Mining memory harndess removed?

I am trying to understand is this true or not?
Code says that after block 38000 memory hardness will be removed.
So that practically would mean that its not needed to have a lot of gpu memory to mine NPT?

Source: neptune-cash v0.10.2 (tag neptune-cash-v0.10.2, commit add24b67)**


1. Block height constant

src/protocol/consensus/consensus_rule_set.rs, lines 29–31:

/// Height of 1st block changing PoW algorithm to drop memory hardness
pub const BLOCK_HEIGHT_HARDFORK_BETA_MAIN_NET: BlockHeight =
    BlockHeight::new(BFieldElement::new(38_000u64));

2. memory_hard_pow() explicitly returns false for HardforkBeta

Same file, lines 123–130:

pub(crate) fn memory_hard_pow(&self) -> bool {
    match self {
        ConsensusRuleSet::Reboot          => true,
        ConsensusRuleSet::HardforkAlpha   => true,
        ConsensusRuleSet::TvmProofVersion1 => true,
        ConsensusRuleSet::HardforkBeta    => false,
    }
}

Every rule set before HardforkBeta returns true. HardforkBeta is the only one that doesn’t.

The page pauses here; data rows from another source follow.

PR #226, opened 2017-01-12
MEN-934: Always respect storage conf when determining rootfs size.

kacf:
This is "payload" of the PR:

```
MEN-934: Always respect storage conf when determining rootfs size.

Previously it was only being respected when building the sdimg. We
want it to be respected also when building mender updates.

For this we auto-set the standard IMAGE_ROOTFS_SIZE Yocto variable,
however it's still possible to override it by the user.
```

The rest of the commits are simply enablers for this to work.

### DIFF
--- a/meta-mender-core/classes/mender-install.bbclass
+++ b/meta-mender-core/classes/mender-install.bbclass
@@ -77,3 +77,27 @@ IMAGE_INSTALL_append = " \
     ca-certificates \
     mender-artifact-info \
     "
+
+# Estimate how much space may be lost due to partitioning alignment. Use a
+# simple heuristic for now - 4 partitions * alignment
+def mender_get_part_overhead(d):
+    align = d.getVar('MENDER_PARTITION_ALIGNMENT_MB', True)
+    if align:
+        return 4 * int(align)
+    return 0
+
+# Overhead lost due to partitioning.
+MENDER_PARTITIONING_OVERHEAD_MB ?= "${@mender_get_part_overhead(d)}"
+
+
+def mender_calculate_rootfs_size_kb(total_mb, boot_mb, data_mb, overhead_mb, reserved_space_size):
+    return int(((total_mb - boot_mb - data_mb - overhead_mb) * 1048576 - reserved_space_size) / 2 / 1024)
+
+# Auto detect image size from other settings.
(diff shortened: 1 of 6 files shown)


meta-mender-core/classes/mender-install.bbclass
```diff
@@ -77,3 +77,27 @@ IMAGE_INSTALL_append = " \
...
+    return int(((total_mb - boot_mb - data_mb - overhead_mb) * 1048576 - uboot_env_size) / 2 / 1024)
+
+# Auto detect image size from other settings.
+MENDER_CALC_ROOTFS_SIZE = "${@mender_calculate_rootfs_size_kb(${MENDER_STORAGE_TOTAL_SIZE_MB}, \
+                                                              ${MENDER_BOOT_PART_SIZE_MB}, \
+                                                              ${MENDER_DATA_PART_SIZE_MB}, \
+                                                              ${MENDER_PARTITIONING_OVERHEAD_MB}, \
+                                                              ${MENDER_STORAGE_RESERVED_RAW_SPACE})}"
+# Gently apply this as the default image size.
+IMAGE_ROOTFS_SIZE ?= "${MENDER_CALC_ROOTFS_SIZE}"
```
bboozzoo: There's also IMAGE_ROOTFS_EXTRA_SPACE and IMAGE_ROOTFS_OVERHEAD_FACTOR. We should probably set the first one to 0 and overhead to 1.0

kacf: Yes, good point.

kacf: There doesn't seem to be a sane way to set either. Both are defined in poky using `?=`, but if ours come later, they won't be respected. We could use `=`, but then it's more difficult for the user to override our default (will be order dependent, most likely).

Not sure what is the best approach. We could leave it out for now, and submit a patch to poky, changing `?=` to `??=`, with the argument that it makes it easier for downstream layers to apply gentle defaults. What do you think?

kacf:
No clear path to set the other variables, so I'm leaving that for now. I added some extra information in the warning you get if the rootfs size is too big, referring to those variables, so the user will at least get a pointer where to look.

3. validate() skips all tree-path checks for HardforkBeta

src/protocol/consensus/block/pow.rs, lines 624–643:

pub(super) fn validate(
    self,
    auth_paths: PowMastPaths,
    target: Digest,
    consensus_rule_set: ConsensusRuleSet,
    parent_digest: Digest,
) -> Result<(), PowValidationError> {
    let pow_digest = auth_paths.fast_mast_hash(self);
    let meets_threshold = pow_digest <= target;
    let leaf_prefix = match consensus_rule_set {
        ConsensusRuleSet::Reboot => auth_paths.commit(),
        ConsensusRuleSet::HardforkAlpha | ConsensusRuleSet::TvmProofVersion1 => parent_digest,
        ConsensusRuleSet::HardforkBeta => {
            if !meets_threshold {
                return Err(PowValidationError::ThresholdNotMet);
            }
            return Ok(());  // ← early return, no MTree::verify() calls
        }
    };
    // ... MTree::verify(path_a), MTree::verify(path_b) β€” only reached pre-Beta

The HardforkBeta arm returns Ok(()) immediately after the threshold check. The 42 GB GuesserBuffer (two 2^29-entry Merkle trees) and the 63-index Tip5 path derivation are completely bypassed. Post-Beta mining is a pure hash preimage search with no memory requirement.

Post-Beta mining is a pure hash preimage search with no memory requirement.

That is correct. There are a few reasons:

  • We don’t want to compete with AI hardware.
  • It makes programming succintness easier. Succinctness is the feature that you only have to download one block to be fully synced.
  • We believe that lowering the barrier to entry to participate in mining works towards making reorganizations harder.
1 Like

I would completely agree. In fact 40 GB is so prohibitive, that practically cut 95% of ppl who could be interested in proof mining. I recently tried to sync the thing one more time and came to the conclusion that the way it works now is completely unbearable for the average bro. I would needed to make 8 patches in the codebase to reach to top. I think part of this probelm is a weak network caused by 40GB limit.

What is you plan for recursive block validation? I think that would be kinda game changer, if combined with some really smart way to filter out outputs.